The moment Mel’s feet touched the grass in the square, Jana felt the change in him, as if he’d been bored before and now he wasn’t. She understood the feeling.

“We’re still walking,” she told him when she felt him gather himself for something a little more speedy. One ear swiveled back at the sound of her voice, but his attention was still on something ahead of them.
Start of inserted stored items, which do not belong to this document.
PR #757, opened 2019-10-02
Objects Bound to URL Path

nhart12:

Feature
I want to get eyes on this to determine if there is any interest in getting this cleaned up and into the main branch

Currenty there is no support for binding custom objects to the url path. For the below route we need to setup the interface like so
[Post("/foos/{someProperty}/bar/{someProperty2}")]
Task PostFooBar(int someProperty, string someProperty2, [Body]object someObject);

**What is the new behavior?**

Dotnet core Web Api's support having objects properties that bind to the Route/path. This adds the ability to do the same in refit. Where someProperty and someProperty2 are properties on the PathBoundObject class.
[Post("/foos/{someProperty}/bar/{someProperty2}")]
Task PostFooBar(PathBoundObject request, [Body]object someObject);

**What might this PR break?**
I'm worried about a lot. I don't like how I had to change the IUrlParameterFormatter interface especially for dotnet standard 1.4 since there is no ICustomAttributeProvider until netstandard1.5
I'm using these code changes in my own projects but not sure about the wider audience. One thing that got a little weird is deciding which properties on the POCO bind to the path vs query string, I have some tests surrounding this. 

- [ x] Tests for the changes have been added (for bug fixes / features)

**Other information**:


onovotny:
I'm okay with dropping .NET Standard 1.4 at this point and leaving it at 2.0. My main question is syntax, around conflicts between property names and other parameters with the same name.

Maybe the syntax should be different?

Also, what about derived objects. Is it looking at properties just on that one type, or will it look at derived types (which could lead to ambiguity).

nhart12:
@onovotny I'm open to suggestions as to how to handle property names vs another parameter (currently the parameter takes precedence and the property is appended to the query string). I agree this can be confusing. Should we maybe have some attributes to aid in this? Attributes may also help making derived types less ambiguous as yes currently it will look at properties on derived objects

onovotny:
If we fully qualify the parameter names, it could solve this:

Such as `/path/{someObject.SomeProperty}/{anotherObject.SomeProperty}`

nhart12:
Ooo I do like that

nhart12:
@onovotny I am now fully qualifying the parameter names to contain the object name. I also dropped netstandard1.4

onovotny:
How's this coming along? Happy to get this in once it's ready.

nhart12:
@onovotny I think this is ready, Although it looks like I now need to circle back and resolve some conflicts with the main branch. I should have time to do this in the next few days

nhart12:
@onovotny finally had some time to update this branch and resolve conflicts if you have time to look it over

onovotny:
Given some of the earlier bugs we saw with complex objects, can you please add a few other tests and mix an object like you havze, with additional rich objects that are `[Query]` and `[Multipart]` and both.

I'd like to ensure we cover all the various combinations where complex objects may be treated differently.

nhart12:
@onovotny  Just added a few more test cases, and a fix for an issue binding query strings when multipart. Is this what you were looking for?

Refit.Tests/RestService.cs
```diff
@@ -73,15 +73,27 @@ public interface IApiBindPathToObject
 
         [Post("/foos/{request.someProperty}/bar/{request.someProperty2}")]
         Task PostFooBar(PathBoundObject request, [Body]object someObject);
+
+        [Get("/foos/{request.someProperty}/bar/{request.someProperty2}")]
+        Task GetFooBars(PathBoundObjectWithQuery request);
+
+        [Multipart]
+        [Post("/foos/{request.someProperty}/bar/{request.someProperty2}")]
+        Task<HttpResponseMessage> PostFooBarStreamPart(PathBoundObject request, StreamPart stream);
```
onovotny: Can you please add another variant of this where it has a signature like:

```
[Multipart]
        [Post("/foos/{request.someProperty}/bar/{request.someProperty2}")]
        Task<HttpResponseMessage> PostFooBarStreamPart(PathBoundObject request, [Query] ModelObject someQueryParams, StreamPart stream);
```

onovotny: That "should" put the `ModelObject` properties on the query string and the `StreamPart` should be the multipart content. If that's not happening, that'd be a bug.

nhart12: ok yeah it appears to be a bug in the existing code, should I try to fix in this PR?

onovotny: Please!

nhart12: Ok my latest commit has the test cases and the fix for this

onovotny:
thanks!

onovotny:
I just merged this, but we still do need some docs. Can you please create a new PR with an update to the README showing the new functionality?

Issue #769, opened 2019-10-22
[BUG] Refit uses wrong method/url for service if parameter types have same name but diff namespaces


xumix:
**Describe the bug**
Refit uses wrong method/url for service if parameter types have same name but diff namespaces
For example:
```
public interface IIntegrationClient
    {
        [Post("/api/externalCommands/SendContractActions")]
        Task PostSendContractActionsJob(SendContractActionsCommand command);

        [Post("/api/v2/externalCommands/SendContractActions")]
        [Headers("Authorization: Bearer")]
        Task PostSendContractActionsJob(Pp3.Contracts.Commands.V2.Contract.ExternalIntegration.SendContractActionsCommand command);
}
```

I suppose the problem is in `CachedRequestBuilderImplementation` method `GetArgumentString`. It uses type name instead of `FullName`. Same problem is also valid for `GetGenericString` method.

**Steps To Reproduce**

1. Create an interface with polymorphic methods like above
2. Use in runtime
3. Have same urls called

**Expected behavior**
Different urls are requested

PR #770, opened 2019-10-22
Fix cache key construct for CachedRequestBuilderImplementation

Bassardes:
Fix cache key generation in CachedRequestBuilderImplementation
https://github.com/reactiveui/refit/issues/769

Generic and method arguments in cache key use type name without namespace

**What is the new behavior?**
Generic and method arguments in cache key use full type name


onovotny:
Can you please add a unit test or two that shows the broken behavior and can validate this fix? It will also help prevent regressions.

PR #785, opened 2019-11-15
Simpleusing local api

NakWarsi:
this is just a sample showing how we can make our application cleaner using Refit Library,
this shows how we can share the contract(refit Interface and SDK) where a user only needs to call the interface methods.


benjaminhowarth1:
Hi @NakWarsi, I love the sample, thankyou for this work, I'll tidy up some of the variables & labels, but otherwise I'm happy to include this.

NakWarsi:
very happy to hear that,
Thank You

PR #788, opened 2019-11-18
feat: Add support for ProblemDetails extensions

Syrus666:
Updates the ProblemDetails to support extensions to the spec. This behaves the same as the MS implementation of ProblemDetails extensions: https://github.com/aspnet/Mvc/blob/master/src/Microsoft.AspNetCore.Mvc.Core/ProblemDetails.cs#L62

This means additional properties on the response will be populated in the new Extensions property.
I have chosen to not change the behaviour of the Errors property in case it's a breaking change for other users.

Extension problem details extension properties are ignored

**What is the new behavior?**
Extension properties on the problem details response are populated in to new property

**What might this PR break?**
It shouldn't cause any regressions with this being additive.

**Other information**:
If you'd like to discuss further I'm "syrus" on reactivex.slack.com

### DIFF
--- a/README.md
+++ b/README.md
@@ -843,8 +843,11 @@ try
 }
 catch (ValidationApiException validationException)
 {
-   // handle validation here by using validationException.Content, 
+   // handle validation here by using validationException.Content,
    // which is type of ProblemDetails according to RFC 7807
+
+   // If the response contains additional properties on the problem details,
+   // they will be added to the validationException.Content.Extensions collection.
 }
 catch (ApiException exception)
 {
--- a/Refit.Tests/ResponseTests.cs
+++ b/Refit.Tests/ResponseTests.cs
@@ -104,6 +104,42 @@ namespace Refit.Tests
         }
 
         [Fact]
+        public async Task WhenProblemDetailsResponseContainsExtensions_ShouldHydrateExtensions()
+        {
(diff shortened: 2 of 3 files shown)


onovotny:
This looks good. What change were you considering for `Errors`?

Syrus666:
What I'd considered as an alternative was a breaking change of changing the Errors property to be `[JsonExtensionData] IDictionary<string, object>` rather than `Dictionary<string, string[]>` and using that as **the** property to deserialise other properties in same namespace rather than introducing a new one.

Outside of that being a naughty breaking change you could then have scenarios where the problem details responses they were currently getting were like

```json
{
    "type": "type",
    "title": "title",
    "detail": "detail",
    "status": 500,
    "errors": { 
        "foo":[ "bar" ] 
    },
    "baz": 123
}
```

Which would mean even forcibly casting the values of the Errors dictionary to an array to make their code compile again would cause problems for them as post this PR Errors would've also now contained baz.

So I thought it safest to stick with the new property.

Or I could be over thinking it and no-one uses the Errors property for anything :D

onovotny:
Thanks for the explanation. I've merged this, but it would still be helpful for any doc updates that describe how the ProblemDetails works. Would be great if you could add another small PR for that?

A moment later, Barb Debany and her blue-roan gelding, Rowan, cut across the square and jumped the little creek.

“They let you out of the corral,” Barb said, turning Rowan to walk beside Mel.

“Tobias Walker has a different opinion about how a person should learn,” Jana replied.

Barb admired Mel. “What happened to the bay?”

“Tobias had opinions about that too, and now I have a new riding partner. And it looks like Mel and Rowan are barn buddies.”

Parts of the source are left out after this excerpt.